With the emergence of electronic "market places," catalog syndication is gaining prominence. Each market place has its own way of dealing with catalogs. Some may have their own XML-based formats, some deal with catalogs in simple CSV (Comma Separated Value) format. In addition to syndicating catalog descriptions, you have to syndicate the pre-negotiated special prices for buyers and partners. For catalog syndication, there is an alphabet soup of emerging standards like cXML, xCBL, Rosettanet, eCX, OCF, and a whole bunch of proprietary formats. Unlike ICE, these standards are very specific in their description of the catalogs.

Features of a Good Syndication Solution

If you are looking for a vendor-supplied syndication solution, here is a check-list of features you should keep in mind:

  1. Adaptability: Support for easy integration with your content repositories like file systems, databases, or other content management systems.
  2. Multiple Protocols: Support for multiple transport protocols like HTTP, HTTPS, FTP, SMTP. And ability to add other protocols.
  3. XML Support: Native support for popular XML standards and support for "on the fly" XML transformations.
  4. Automation: Scheduling, or business-rule-based triggers. Support for both push and pull modes of delivery.
  5. Subscription Management: User-friendly GUI to create and maintain partner relationships. A browser-based UI will eliminate the need for installing client software.
  6. Scalability: Scale with the number of partners, amount of data moved, frequency of updates, number of concurrent deliveries.
  7. Efficiency: Send incremental updates to your content instead of sending all the content at every delivery.
  8. Security: Support for standard security features like firewalls, SSL, encryption, Virtual Private Networks (VPN).
  9. Reporting: A detailed log of every delivery for preparing business reports.
  10. Reliability: Retry delivery if your partner's server is down. Notify and log missed deliveries.
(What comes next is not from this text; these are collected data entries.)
PR #1941, opened 2024-02-01
Add pr and ci support for Arm64 Azure VM runs

DrewScoggins:


DrewScoggins:
@sebastienros PTAL

DrewScoggins:
This still needs to wait for the service connection to be added to the AzDO by the engineering team.

build/azure.profile.yml
```diff
@@ -50,3 +50,53 @@ profiles:
...
+
+  aspnet-azurearm64-lin-relay:
+    variables:
+      serverPort: 5000
+      serverAddress: 10.0.0.4
+      cores: 4
+    jobs: 
+      db:
+        endpoints: 
+          - https://aspnetperf.servicebus.windows.net/azuredb
```
sebastienros, line 87: Did you mean `/azurearm64db` (same comment for the other endpoints)

DrewScoggins: Yes, good catch.

build/benchmarks.matrix.azure.yml
```diff
@@ -15,24 +15,44 @@ groups:
       profiles:
       - aspnet-azure-lin
 
+    - name: Trends Database Azure Arm64 Linux
```
sebastienros, line 18: Two jobs per group means it needs two queues at the top of the file. So we need to create another one in AzDo, might need to ask First Responders for that. `ASP.NET Benchmarks Azure Queue 2` for instance (not mentioning a name so we can use it for something else later). And create a new queue in the service bus service for it.

DrewScoggins: Sure, I will use a generic name for now.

One increasingly important question to ask is whether the product can be hosted, or if you have to install the software. Application hosting can be convenient, and is gaining in popularity. Additionally, if you enforce a certain look and feel to all your systems, then make sure you can easily customize the software. Finally, ask which platforms are supported and ensure you don't limit your future options.

Summary

Enterprises are not isolated digital islands any more, and the need to exchange content with other organizations is growing in importance. Syndication is a simple but powerful model to exchange content such as catalogs, product data, financial data, and training materials with your business partners.

The biggest challenge of syndication is to deal with the heterogeneity of content formats and transport protocols used today. XML over HTTP offers a very affordable and easy way to automate syndication, and it promises to ease the heterogeneity problem.

If you are a content producer, syndicating your content can create new revenue channels. If you are a supplier, sooner or later you will find yourself syndicating your catalogs and product data to your own web site, to multiple market places, to other e-commerce sites, and to your partners. It is important to have a good syndication solution in place to streamline the delivery of catalogs to diverse destinations.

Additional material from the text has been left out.